• [Problem to work on]: For this listing, the lines between the one holding "I agree, fundamental" and the one holding "Inner attached", inclusive, must be set down exactly.
*** Information shown ***
PR #562, opened 2017-12-16
Revert "feat(router config): ignoreUnknownRoutes option"

davismj:
Reverts aurelia/router#558


Alexander-Taran:
revert-558-ignore-unknown-routes because it did not work (c) @davismj

Issue #476, opened 2017-03-05
Router events fired out of order when using layouts


PWKad:
**I'm submitting a bug report**

* **Library Version:**
Latest

**Please tell us about your environment:**
* **Operating System:**
OSX 10.x

* **Node Version:**
6.2.0

* **NPM Version:**
3.8.9

* **JSPM OR Webpack AND Version**
au-cli latest

* **Browser:**
all | Chrome XX | Firefox XX | Edge XX | IE XX | Safari XX | Mobile Chrome XX | Android X.X Web Browser | iOS XX Safari | iOS XX UIWebView | iOS XX WKWebView

* **Language:**
all

**Current behavior:**

When using layouts, router events are triggered out of order

**Expected/desired behavior:**

Router events should fire at the same time when using layouts as when not

Open the gist and look at console to see order of events.
https://gist.run/?id=250495c8d6233c6dd1412d2d954479e0

davismj:
I didn't even know layouts were a thing. What do layouts do that the "shell", in this case app, doesn't?

huochunpeng:
Good new @davismj #571 fixes this bug.
With the fix, the events now fired same with or without layout.

jordan-ware:
I think the issue here is that you have `activate` promises in both the layout and the module, but the router navigation instruction finishes before both of these promises resolve. 

They seem to prevent the layout attaching to the DOM, but they should also hold up the routing until the promises resolve like in a normal parent/child router scenario.

I don't have a gist yet but have observed it in my own project... Seeing a blank screen because routing is finished but the layout activate is still waiting to be resolved and isn't attached to the DOM.

PR #571, opened 2018-01-10
fix(navigation-instruction): fix the order of delayed swaps.

### LINKED ISSUE #548: Missing parentOverrideContext when a nested child route is loaded at first time

* **Library Version:**
1.4.0

* **Operating System:**
OSX 10.13

* **Node Version:**
8.9.0

* **NPM Version:**
5.5.1

* **JSPM OR Webpack AND Version**
NA

* **Browser:**
all

* **Language:**
ESNext

**Current behavior:**
When a nested child route is loaded at first time, the parentOverrideContext is missing.

https://gist.run/?id=24bddb1ca8e502bcac280fbb3368dd30

This demo setup a nested route, two routes at top level, plus two nested routes in one of the top level page.

The top app.js module defined a variable `face` with value ":-)". Due to all components loaded by aurelia-router have access to app.js component through overrideContext chain, the app is able to display the face in every leaf pages.

But there is a problem, when nested page "/two/one" is loaded first time, the face is missing, but if you visit "/two/two" then visit "/two/one" again, the face comes back.

A debug log in `two/one.js` prints bindingContext and overrideContext in `bind()` callback, it reveals the parentOverrideContext was missing when page "/two/one" was loaded first time, it comes back to normal when it was loaded second time.
screen shot 2017-11-06 at 12 50 50 pm

* **What is the expected behavior?**
The first load of nested child route should have correct parentOverrideContext set.

I was trying to have a fix by looking into router implementation about the bindingContext manipulation during route activation, but could not find where the related code is. I would appreciate someone from Aurelia team could give me some hint, I would like to attempt to fix it.

3cp:
Previously, when a child route is loaded at first time, the swap() of child router-view is called before the swap() of parent router-view. The result is when binding the inner view, it could not get correct binding scope since its owningView was not bound yet. This fix makes sure the swaps are executed in the right order.

Closes #548, #476

### DIFF
--- a/src/navigation-instruction.js
+++ b/src/navigation-instruction.js
@@ -12,7 +12,9 @@ interface NavigationInstructionInit {
 
 export class CommitChangesStep {
   run(navigationInstruction: NavigationInstruction, next: Function) {
-    return navigationInstruction._commitChanges(true).then(() => {
+    return navigationInstruction._commitChanges(true).then(delayJobs => {
+      return delayJobs.reduce((chain, job) => chain.then(job), Promise.resolve());
+    }).then(() => {
       navigationInstruction._updateTitle();
       return next();
     });
@@ -202,7 +204,7 @@ export class NavigationInstruction {
     router.refreshNavigation();
 
     let loads = [];
-    let delaySwaps = [];
+    let delayJobs = [];
 
     for (let viewPortName in this.viewPortInstructions) {
       let viewPortInstruction = this.viewPortInstructions[viewPortName];
@@ -217,7 +219,7 @@ export class NavigationInstruction {
           loads.push(viewPortInstruction.childNavigationInstruction._commitChanges(waitToSwap));
         } else {
           if (waitToSwap) {
-            delaySwaps.push({viewPort, viewPortInstruction});
+            delayJobs.push(() => viewPort.swap(viewPortInstruction));
           }
           loads.push(viewPort.process(viewPortInstruction, waitToSwap).then((x) => {
             if (viewPortInstruction.childNavigationInstruction) {
@@ -232,10 +234,16 @@ export class NavigationInstruction {
       }
     }
 
-    return Promise.all(loads).then(() => {
-      delaySwaps.forEach(x => x.viewPort.swap(x.viewPortInstruction));
-      return null;
-    }).then(() => prune(this));
+    const promise = loads.reduce((chain, load) => {
+      return chain.then(() => load).then(_delayJobs => {
+        if (_delayJobs && _delayJobs.length) delayJobs.push.apply(delayJobs, _delayJobs);
+      });
+    }, Promise.resolve());
+
+    return promise.then(() => {
+      delayJobs.push(() => prune(this));
+      return delayJobs;
+    });
   }
 
   _updateTitle(): void {


huochunpeng:
I am not sure how to write the test code to cover this issue, would appreciate some help.
I tested it against my production app which has pretty nasty deep routes.

davismj:
Although your approach to this problem is right, I'm almost positive this is going to break some stuff in the framework as well as in live applications as this will likely fire the lifecycle callbacks in reverse. I'd need to investigate to confirm.

huochunpeng:
I agree, fundamental change. This needs thorough test. BTW, I need some help to add test coverage against this.

So far, it does not break my apps. My apps have quite complex router config. This is a good sign.

huochunpeng:
From what I can remember, I think I traced lifecycle callbacks.
With this fix, lifecycle callbacks were fired in expected order just like without router (I mean comparing to nest inner component directly in outer component).

Outer bind
Inner bind
Inner attached
Outer attached

Without this fix, when outer and inner were loaded by router, the lifecycle callbacks were not fired in the above sequence.

huochunpeng:
If this does restore the lifecycle callback sequence to intended way, I expect instead of breaking something, this should fix some other open issues.

Alexander-Taran:
can this also fix this: https://github.com/aurelia/router/issues/410 ?

huochunpeng:
@Alexander-Taran well, you can help to fix 👍 . You always look like got more time than others 😄

huochunpeng:
I vaguely remember I tried that one. If I did, the result is negative.

Alexander-Taran:
Well they seemed kinda related.. I was just curious.. Does your PR ensures that parent router is completely initialized before child.. 
so that apis mentioned in the issue behave consitently on deeplink & navigation

And as you can see, I mostly spend my time reading and answering.. (-:
not coding.. somebody has to

huochunpeng:
There are few issues around Redirect and Promise, I produced them. It looks like some edge cases not related to this issue, I didn't spend more time as I don't use Redirect that often and I am lazy.

fkleuver:
If there is a risk of breaking stuff, would it instead be an idea to make this behavior available via an option like `config.options.swapOrder = swapOrder.default | swapOrder.topDown`?

huochunpeng:
Negative, if this one breaks stuff, it means it has bug. Doesn't mean existing one has no bug. We probably should not ask user do you want bug1 or bug2?

fkleuver:
LOL.

I think you're missing the point though. If there was a bug in the implementation from the very start, especially a subtle one like this which can creep into the architecture, then consumers might have built the application in a way that works around it.

Then, if you fix that bug - and your implementation has **no bugs**, then that in itself might break applications as described above.

So some people might actually want to opt-in to the **correct** behavior or have a chance to test/migrate to it without it being the only option. That's just my opinion though.

huochunpeng:
Thx, make sense. Until my fix break something.

Alexander-Taran:
@huochunpeng how about this one?
https://github.com/aurelia/framework/issues/810

PWKad:
Leaving a bug in because it was written early means that everyone who chooses to use the feature is going to run in to an inconsistency that they have to spend hours looking for work arounds for.  If this fixes the issue with layouts and order of what happens it should be merged and released as a "breaking" change.

fkleuver:
Still, wouldn't making this an **option** address the breaking change issue?

Alexander-Taran:
Option should be a well hidden one
I’m against options (-;

Unless it’s old-buggy-behavior-shim-do-not-use.ts

Bumping a major with a clear note
Can stay on the previous one

fkleuver:
So router 2.0 then?

Alexander-Taran:
Seems like it. Can also mark it as pre-release and ask ppl to test it out

huochunpeng:
I would like aurelia has a pre-release practice. Previously there were few bugs in new if-else feature in template-resources due to not tested enough before release, luckily they were addressed in time.

Aurelia is fast moving target. Pre-release can help hardening new features or dangerous fixes like this.

Issue #509, opened 2017-08-03
addRoute throws config error when list of routes provided


jfstephe:
**I'm submitting a bug report**

* **Library Version:**
1.1.0

* **Operating System:**
Linux Ubuntu (docker)

* **Node Version:**
v8.1.3

* **NPM Version:**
*** End of Information shown ***
• [Result of this exercise]:
I agree, fundamental change. This needs thorough test. BTW, I need some help to add test coverage against this.

So far, it does not break my apps. My apps have quite complex router config. This is a good sign.

huochunpeng:
From what I can remember, I think I traced lifecycle callbacks.
With this fix, lifecycle callbacks were fired in expected order just like without router (I mean comparing to nest inner component directly in outer component).

Outer bind
Inner bind
Inner attached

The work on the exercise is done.